Entries taken from a collection
□ □ □ □ □ □ □

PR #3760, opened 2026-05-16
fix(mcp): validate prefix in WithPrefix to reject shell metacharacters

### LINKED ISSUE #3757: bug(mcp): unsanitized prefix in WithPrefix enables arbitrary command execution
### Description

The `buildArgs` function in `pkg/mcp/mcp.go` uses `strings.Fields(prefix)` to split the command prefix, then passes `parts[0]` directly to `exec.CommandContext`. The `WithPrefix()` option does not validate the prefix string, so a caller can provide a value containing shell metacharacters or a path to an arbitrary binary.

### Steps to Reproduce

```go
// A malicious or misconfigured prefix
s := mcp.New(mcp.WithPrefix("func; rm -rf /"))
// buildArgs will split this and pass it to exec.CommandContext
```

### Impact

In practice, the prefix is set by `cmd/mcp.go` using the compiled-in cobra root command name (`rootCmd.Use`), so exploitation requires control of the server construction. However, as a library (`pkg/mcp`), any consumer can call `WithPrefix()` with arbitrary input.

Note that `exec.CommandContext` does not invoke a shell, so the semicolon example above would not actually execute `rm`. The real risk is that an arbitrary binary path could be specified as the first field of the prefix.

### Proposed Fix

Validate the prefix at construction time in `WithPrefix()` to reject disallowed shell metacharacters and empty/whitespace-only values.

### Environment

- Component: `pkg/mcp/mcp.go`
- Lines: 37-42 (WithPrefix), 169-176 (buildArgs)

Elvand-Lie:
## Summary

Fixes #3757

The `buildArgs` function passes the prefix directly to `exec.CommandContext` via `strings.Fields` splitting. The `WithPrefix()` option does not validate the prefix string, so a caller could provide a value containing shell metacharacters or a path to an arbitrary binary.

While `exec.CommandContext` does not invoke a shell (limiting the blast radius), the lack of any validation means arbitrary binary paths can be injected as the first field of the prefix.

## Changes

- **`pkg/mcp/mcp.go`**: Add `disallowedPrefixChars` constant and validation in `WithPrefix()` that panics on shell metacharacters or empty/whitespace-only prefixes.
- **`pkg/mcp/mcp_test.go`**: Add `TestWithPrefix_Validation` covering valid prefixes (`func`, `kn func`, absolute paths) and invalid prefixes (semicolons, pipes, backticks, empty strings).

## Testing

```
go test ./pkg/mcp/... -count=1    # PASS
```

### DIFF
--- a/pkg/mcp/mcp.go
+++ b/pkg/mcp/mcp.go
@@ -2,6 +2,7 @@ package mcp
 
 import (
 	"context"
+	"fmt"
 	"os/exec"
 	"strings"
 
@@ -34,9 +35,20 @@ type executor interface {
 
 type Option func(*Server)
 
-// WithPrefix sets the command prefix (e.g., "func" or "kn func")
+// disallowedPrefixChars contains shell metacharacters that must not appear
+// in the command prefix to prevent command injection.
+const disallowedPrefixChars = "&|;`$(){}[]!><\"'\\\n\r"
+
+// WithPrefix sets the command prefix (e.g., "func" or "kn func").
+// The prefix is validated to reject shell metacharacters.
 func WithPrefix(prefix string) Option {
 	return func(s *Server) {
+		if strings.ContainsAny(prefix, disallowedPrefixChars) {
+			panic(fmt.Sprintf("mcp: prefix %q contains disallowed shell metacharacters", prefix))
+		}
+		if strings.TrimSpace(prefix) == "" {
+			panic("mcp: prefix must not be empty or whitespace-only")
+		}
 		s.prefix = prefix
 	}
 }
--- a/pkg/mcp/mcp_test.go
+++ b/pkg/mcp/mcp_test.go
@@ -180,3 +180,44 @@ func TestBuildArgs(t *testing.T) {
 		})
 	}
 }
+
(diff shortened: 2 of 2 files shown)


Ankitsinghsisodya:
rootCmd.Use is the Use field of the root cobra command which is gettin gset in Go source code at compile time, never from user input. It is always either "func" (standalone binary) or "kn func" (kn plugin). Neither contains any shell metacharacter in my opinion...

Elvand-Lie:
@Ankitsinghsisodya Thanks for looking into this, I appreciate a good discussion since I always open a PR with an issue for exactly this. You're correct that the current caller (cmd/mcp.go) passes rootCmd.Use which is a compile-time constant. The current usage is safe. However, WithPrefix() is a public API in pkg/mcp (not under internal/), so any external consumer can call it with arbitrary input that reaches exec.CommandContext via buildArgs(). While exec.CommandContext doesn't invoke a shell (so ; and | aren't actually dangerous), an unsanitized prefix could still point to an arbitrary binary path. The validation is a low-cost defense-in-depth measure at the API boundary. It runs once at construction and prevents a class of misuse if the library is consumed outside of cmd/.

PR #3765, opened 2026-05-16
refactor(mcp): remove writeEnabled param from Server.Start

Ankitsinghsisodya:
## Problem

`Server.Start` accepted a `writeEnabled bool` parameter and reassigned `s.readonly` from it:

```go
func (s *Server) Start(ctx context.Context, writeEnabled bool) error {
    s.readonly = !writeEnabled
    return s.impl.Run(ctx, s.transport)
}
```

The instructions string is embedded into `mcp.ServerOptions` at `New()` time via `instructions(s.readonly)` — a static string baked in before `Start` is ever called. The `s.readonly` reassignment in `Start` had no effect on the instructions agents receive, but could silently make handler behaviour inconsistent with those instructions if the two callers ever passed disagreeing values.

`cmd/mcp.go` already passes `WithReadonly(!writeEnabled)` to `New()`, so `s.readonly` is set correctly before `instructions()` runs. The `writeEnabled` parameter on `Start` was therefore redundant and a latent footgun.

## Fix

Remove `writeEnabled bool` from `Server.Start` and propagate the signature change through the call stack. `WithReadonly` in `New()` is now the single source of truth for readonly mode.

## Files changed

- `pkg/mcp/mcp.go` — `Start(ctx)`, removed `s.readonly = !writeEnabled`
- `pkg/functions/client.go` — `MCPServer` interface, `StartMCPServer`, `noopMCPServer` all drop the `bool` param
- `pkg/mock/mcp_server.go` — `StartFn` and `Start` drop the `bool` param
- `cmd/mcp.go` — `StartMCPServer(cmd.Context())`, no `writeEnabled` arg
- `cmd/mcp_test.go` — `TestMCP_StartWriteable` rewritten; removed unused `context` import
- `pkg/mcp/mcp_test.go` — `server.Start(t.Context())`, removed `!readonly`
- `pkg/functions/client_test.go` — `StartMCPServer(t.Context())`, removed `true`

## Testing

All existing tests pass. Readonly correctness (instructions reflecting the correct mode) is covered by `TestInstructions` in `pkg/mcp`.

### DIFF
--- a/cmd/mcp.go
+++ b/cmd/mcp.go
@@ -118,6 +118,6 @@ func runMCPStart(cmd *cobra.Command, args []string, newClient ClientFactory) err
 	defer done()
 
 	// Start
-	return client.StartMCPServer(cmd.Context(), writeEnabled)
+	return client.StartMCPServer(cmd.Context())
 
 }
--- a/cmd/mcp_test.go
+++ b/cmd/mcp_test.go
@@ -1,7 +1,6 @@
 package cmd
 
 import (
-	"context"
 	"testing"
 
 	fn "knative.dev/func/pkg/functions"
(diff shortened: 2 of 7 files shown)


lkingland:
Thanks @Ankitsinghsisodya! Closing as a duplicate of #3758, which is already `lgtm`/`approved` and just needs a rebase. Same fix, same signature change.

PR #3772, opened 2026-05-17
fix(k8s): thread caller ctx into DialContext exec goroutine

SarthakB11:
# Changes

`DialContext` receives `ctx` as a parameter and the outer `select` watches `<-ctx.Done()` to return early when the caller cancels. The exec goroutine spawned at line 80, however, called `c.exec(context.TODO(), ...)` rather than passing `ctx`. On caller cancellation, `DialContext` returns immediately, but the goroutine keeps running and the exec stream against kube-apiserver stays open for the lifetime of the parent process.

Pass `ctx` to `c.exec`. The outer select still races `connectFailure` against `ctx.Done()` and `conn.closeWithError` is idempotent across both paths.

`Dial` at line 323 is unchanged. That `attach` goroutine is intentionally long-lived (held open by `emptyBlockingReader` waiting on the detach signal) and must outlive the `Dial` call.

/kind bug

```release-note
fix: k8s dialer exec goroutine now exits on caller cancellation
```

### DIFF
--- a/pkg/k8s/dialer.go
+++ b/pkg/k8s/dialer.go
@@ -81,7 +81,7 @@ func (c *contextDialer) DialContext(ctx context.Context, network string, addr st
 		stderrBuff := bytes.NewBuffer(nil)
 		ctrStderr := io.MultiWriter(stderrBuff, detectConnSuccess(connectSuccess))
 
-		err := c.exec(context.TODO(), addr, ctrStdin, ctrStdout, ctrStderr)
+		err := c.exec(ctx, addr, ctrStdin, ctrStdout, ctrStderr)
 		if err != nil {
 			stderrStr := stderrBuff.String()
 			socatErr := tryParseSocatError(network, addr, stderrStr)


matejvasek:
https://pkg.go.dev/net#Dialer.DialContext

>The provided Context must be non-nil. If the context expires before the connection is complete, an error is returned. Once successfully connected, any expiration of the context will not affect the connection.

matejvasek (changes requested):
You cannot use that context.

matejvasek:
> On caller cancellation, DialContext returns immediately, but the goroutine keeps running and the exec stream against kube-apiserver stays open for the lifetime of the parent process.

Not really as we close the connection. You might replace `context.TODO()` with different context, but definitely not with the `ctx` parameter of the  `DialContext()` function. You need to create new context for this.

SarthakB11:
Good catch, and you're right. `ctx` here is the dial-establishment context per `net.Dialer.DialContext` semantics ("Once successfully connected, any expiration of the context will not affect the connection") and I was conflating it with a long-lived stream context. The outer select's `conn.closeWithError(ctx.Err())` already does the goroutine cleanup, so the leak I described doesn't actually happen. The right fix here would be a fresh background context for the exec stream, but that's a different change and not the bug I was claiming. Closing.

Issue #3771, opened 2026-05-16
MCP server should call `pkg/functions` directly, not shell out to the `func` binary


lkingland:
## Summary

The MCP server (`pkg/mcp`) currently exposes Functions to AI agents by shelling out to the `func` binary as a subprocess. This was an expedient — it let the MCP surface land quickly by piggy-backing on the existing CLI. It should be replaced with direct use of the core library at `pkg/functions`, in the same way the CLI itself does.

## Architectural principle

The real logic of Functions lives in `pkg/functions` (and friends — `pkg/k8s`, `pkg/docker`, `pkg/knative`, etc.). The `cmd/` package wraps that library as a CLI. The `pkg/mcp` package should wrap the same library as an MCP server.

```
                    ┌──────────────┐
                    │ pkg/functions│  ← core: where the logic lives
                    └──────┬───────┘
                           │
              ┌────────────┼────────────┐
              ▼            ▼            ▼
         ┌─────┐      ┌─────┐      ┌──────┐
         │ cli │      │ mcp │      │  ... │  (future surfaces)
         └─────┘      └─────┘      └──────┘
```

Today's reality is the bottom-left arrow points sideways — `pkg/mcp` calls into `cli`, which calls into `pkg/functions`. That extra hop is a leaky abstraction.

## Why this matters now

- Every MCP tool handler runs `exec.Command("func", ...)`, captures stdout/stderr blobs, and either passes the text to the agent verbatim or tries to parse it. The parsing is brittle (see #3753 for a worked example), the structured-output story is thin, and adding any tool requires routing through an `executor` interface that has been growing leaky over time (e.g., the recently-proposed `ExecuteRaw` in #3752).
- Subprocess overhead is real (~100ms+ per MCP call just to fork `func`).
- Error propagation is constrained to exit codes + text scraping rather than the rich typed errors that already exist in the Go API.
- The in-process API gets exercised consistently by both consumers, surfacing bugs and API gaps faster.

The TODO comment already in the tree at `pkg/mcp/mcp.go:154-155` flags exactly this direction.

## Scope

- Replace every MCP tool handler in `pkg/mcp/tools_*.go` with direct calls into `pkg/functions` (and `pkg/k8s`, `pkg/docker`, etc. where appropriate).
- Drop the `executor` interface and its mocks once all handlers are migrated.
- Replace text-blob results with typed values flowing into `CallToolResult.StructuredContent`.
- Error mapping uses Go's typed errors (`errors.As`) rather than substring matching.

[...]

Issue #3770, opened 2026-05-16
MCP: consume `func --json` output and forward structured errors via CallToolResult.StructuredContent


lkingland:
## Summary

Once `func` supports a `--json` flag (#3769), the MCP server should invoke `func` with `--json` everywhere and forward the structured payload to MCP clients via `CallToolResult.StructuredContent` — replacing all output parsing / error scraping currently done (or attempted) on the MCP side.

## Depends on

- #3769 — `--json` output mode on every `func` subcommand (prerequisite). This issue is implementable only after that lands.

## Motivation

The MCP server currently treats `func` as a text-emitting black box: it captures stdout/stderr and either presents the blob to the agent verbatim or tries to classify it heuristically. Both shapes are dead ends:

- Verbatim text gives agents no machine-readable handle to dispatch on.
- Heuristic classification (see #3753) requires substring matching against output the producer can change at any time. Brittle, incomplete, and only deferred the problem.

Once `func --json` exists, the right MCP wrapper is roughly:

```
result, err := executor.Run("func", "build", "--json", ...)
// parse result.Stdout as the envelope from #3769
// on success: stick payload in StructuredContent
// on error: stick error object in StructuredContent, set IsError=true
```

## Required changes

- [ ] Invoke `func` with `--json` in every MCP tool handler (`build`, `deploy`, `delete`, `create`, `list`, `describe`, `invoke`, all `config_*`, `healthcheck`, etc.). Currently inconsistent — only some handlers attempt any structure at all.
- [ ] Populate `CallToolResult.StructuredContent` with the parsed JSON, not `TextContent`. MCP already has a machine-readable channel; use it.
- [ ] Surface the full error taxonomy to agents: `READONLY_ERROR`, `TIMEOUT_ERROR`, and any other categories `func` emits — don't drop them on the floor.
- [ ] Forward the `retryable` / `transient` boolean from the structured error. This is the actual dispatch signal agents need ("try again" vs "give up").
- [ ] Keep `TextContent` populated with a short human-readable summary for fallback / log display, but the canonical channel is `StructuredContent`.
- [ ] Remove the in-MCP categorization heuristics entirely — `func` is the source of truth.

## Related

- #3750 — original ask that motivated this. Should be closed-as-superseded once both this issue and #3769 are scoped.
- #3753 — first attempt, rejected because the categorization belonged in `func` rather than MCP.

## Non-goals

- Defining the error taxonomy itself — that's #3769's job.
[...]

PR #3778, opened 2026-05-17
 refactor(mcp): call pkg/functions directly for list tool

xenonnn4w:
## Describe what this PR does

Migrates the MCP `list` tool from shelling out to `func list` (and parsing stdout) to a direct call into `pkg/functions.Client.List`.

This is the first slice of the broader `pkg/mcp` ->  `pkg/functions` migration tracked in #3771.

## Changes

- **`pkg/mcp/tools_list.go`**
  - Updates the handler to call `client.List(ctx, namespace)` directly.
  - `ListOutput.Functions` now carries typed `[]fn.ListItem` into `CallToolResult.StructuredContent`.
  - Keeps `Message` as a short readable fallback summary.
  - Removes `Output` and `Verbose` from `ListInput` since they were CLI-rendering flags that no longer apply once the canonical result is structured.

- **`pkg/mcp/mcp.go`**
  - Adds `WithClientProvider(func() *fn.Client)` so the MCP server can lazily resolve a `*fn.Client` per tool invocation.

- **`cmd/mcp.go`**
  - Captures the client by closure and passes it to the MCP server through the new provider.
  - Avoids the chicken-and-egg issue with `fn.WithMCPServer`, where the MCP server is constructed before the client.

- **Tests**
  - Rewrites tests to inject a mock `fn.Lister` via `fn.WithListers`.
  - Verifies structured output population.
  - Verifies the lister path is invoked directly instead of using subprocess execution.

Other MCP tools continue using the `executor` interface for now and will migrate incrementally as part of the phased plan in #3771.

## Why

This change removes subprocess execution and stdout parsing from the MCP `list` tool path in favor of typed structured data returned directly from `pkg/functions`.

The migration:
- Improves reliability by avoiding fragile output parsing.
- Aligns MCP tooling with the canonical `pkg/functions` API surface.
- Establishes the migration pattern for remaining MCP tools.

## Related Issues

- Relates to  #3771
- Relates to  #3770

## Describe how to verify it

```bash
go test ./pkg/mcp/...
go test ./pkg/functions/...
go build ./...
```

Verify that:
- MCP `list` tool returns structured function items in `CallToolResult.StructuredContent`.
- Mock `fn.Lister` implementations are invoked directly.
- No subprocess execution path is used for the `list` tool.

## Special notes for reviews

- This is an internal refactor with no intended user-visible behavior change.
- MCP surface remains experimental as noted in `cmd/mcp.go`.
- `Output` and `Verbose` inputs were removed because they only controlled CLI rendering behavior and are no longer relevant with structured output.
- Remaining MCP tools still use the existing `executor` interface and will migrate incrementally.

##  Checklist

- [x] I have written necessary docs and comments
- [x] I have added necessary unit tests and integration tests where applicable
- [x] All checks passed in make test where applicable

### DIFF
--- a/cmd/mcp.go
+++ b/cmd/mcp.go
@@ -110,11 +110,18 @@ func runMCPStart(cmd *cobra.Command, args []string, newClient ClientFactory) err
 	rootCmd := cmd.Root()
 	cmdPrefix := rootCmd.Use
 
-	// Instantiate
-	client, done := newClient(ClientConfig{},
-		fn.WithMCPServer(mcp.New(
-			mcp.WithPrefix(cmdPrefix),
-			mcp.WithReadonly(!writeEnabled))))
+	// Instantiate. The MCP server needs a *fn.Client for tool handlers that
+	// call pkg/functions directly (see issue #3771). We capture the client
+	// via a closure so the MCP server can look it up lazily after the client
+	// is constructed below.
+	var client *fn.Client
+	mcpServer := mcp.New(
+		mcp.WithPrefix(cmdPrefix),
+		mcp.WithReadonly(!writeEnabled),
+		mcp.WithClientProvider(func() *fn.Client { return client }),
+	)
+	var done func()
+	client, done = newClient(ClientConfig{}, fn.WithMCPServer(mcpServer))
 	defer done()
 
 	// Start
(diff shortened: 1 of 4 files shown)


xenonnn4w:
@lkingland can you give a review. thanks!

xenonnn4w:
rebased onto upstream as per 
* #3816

□ □ □ □ □ □ □

Reproduce the lines of the entries above exactly, but only from the line containing "(diff shortened: 1 of 4 files shown)" through the final line.

(diff shortened: 1 of 4 files shown)


xenonnn4w:
@lkingland can you give a review. thanks!

xenonnn4w:
rebased onto upstream as per 
* #3816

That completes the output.